During the early months of the COVID-19 pandemic, when lockdowns reshaped daily life in Toronto, photographer Francisco Riquelme-Montecinos found himself creatively stalled. Accustomed to documenting people and the cultural nuances that shape urban life, he suddenly had to rethink his subjects as streets lost their usual hustle and bustle. But Riquelme-Montecinos kept documenting. On his regular walks through the city, he began noticing something he had long overlooked: neighbourhood convenience stores.
Their facades, crowded with signage, colours and improvised design choices, stood out against the relative uniformity of Toronto’s streets. “If you look at their architecture, they are beautiful in a way,” Riquelme-Montecinos says. “They are funky, eclectic, a bit ugly, a bit kitsch.” The layered storefronts, often visually chaotic, became for him distinct architectural portraits.
Since 2020, he has photographed more than a hundred variety stores across the city. Working in a minimalist style, he isolates each storefront, transforming them into carefully composed, poster-like images. For Riquelme-Montecinos, minimalism is not just an esthetic preference but a way to impose order and clarity on spaces that might otherwise feel visually overwhelming. “For me, it’s a way to create simplicity in a world that is often chaotic,” he explains.

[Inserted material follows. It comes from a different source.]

PR #332, opened 2024-03-06
Set keyboard LEDs (capslock, numlock, scrollock)

ids1024:
It doesn't seem there's currently a way to iterate over input devices, so this adds a `Vec` of libinput keyboard devices. When run with the kms backend.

Beyond their visual appeal, the stores carry social weight. For decades, they have served as informal gathering points embedded in the fabric of Toronto’s neighbourhoods. Yet many are disappearing. Several of the locations he documented have already closed or changed ownership. What began as a creative response to isolation has evolved into a quiet act of preservation.
“I’m trying to create a very local image; Something that Torontonians can relate to,” he says. After 16 years living in the city, the project has become a way of giving something back: an archive of everyday spaces that, while often overlooked, help define Toronto’s character.